What is being asked: Show all the lines in the data below that include the word "commits".

Extracted material:
___
PR #3800, opened 2019-01-18
Allow migrate_send during RPU

stormi:
It is needed to avoid downtime during RPU when VMs are running on local
storage and is already allowed for cross-pool storage migration between
mismatching XAPI versions, provided the destination has a higher version.

Related to #3764

I must admit that there may be a good reason why it was disabled in the first place, but I think that the reasons might not be valid anymore. If you look at the commit history, it was removed with commit 6760dad which says "Migrate_send wasn't a Miami operation". My guess is that the list of allowed actions was downgraded to those that "Miami" was able to handle. If I'm right, it has become less and less likely that someone would attempt an upgrade from that version (is it supported at all?).

Local migration tests went fine.

PR #4016, opened 2020-01-20
CA-333610 avoid long running idle connection during migration

lippirk:


ocaml/xapi/message_forwarding.ml
```diff
@@ -1727,7 +1743,23 @@ module Forward = functor(Local: Custom_actions.CUSTOM_ACTIONS) -> struct
...
+                  API.ref_VM_of_rpc x
+                 with e ->
+                   failwith @@ Printf.sprintf "impossible: VM ref was not placed in task's (ref = %s) result field. error: %s" (Ref.string_of t) (Printexc.to_string e)
+                 end
+               | `Cancelling | `Cancelled -> raise (Api_errors.Server_error (Api_errors.task_cancelled, [ Ref.string_of t]))
+               | `Server_error e -> raise e
+               | `Could_not_parse_xml_rpc e -> raise e
+               | `Unknown_error -> failwith "impossible: couldn't extract error info from task"
+               | `Pending ->  failwith "impossible: just waited on task"
+               | `Null -> failwith "impossible: vm ref wasn't written to task result")
```
lippirk: using `Client.Async.VM` instead of `Client.VM` introduces a lot of new error conditions (i hope most of these are actually impossible)

I'm not sure whether to introduce a new API error or whether there are suitable existing ones (there seem to be no generic `MIGRATION_FAIL` errors)

stormi:
Hi. This is a comment I've been refraining to do for months, but it is becoming frustrating :)

To us outside Citrix doors, `CA-333610` means nothing, so in the absence of a detailed commit message, it's very hard to feel included in the development.

Is that something that may evolve in the future?

Best regards, Samuel

lippirk:
> Someone made me realize that by going to the individual commits in the PR I would get a detailed commit message. My bad!

Glad you managed to resolve this yourself :+1: 

We use `CA-333610` to track the issue internally - I would be surprised if that were to change. The majority of our commits should have good messages

lippirk:
@robhoes 

further to our conversation yesterday about whether this would break pool upgrades - it looks like the PR to allow `migrate_send` during RPUs has not been merged https://github.com/xapi-project/xen-api/pull/3800

ocaml/xapi/message_forwarding.ml
```diff
@@ -1727,7 +1743,23 @@ module Forward = functor(Local: Custom_actions.CUSTOM_ACTIONS) -> struct
...
+               D.info "VM.migrate_send waiting for migration to complete... on task %s" (Ref.string_of t);
+               wait_for_tasks ~__debug:true ~__context ~tasks:[t];
+               match rpc_of_task ~__context ~self:t with
+               | `Ok x -> begin
+                 try
+                  API.ref_VM_of_rpc x
+                 with e ->
+                   failwith @@ Printf.sprintf "impossible: VM ref was not placed in task's (ref = %s) result field. error: %s" (Ref.string_of t) (Printexc.to_string e)
+                 end
+               | `Cancelling | `Cancelled -> raise (Api_errors.Server_error (Api_errors.task_cancelled, [ Ref.string_of t]))
```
___
Response to this exercise:
> Someone made me realize that by going to the individual commits in the PR I would get a detailed commit message. My bad!
We use `CA-333610` to track the issue internally - I would be surprised if that were to change. The majority of our commits should have good messages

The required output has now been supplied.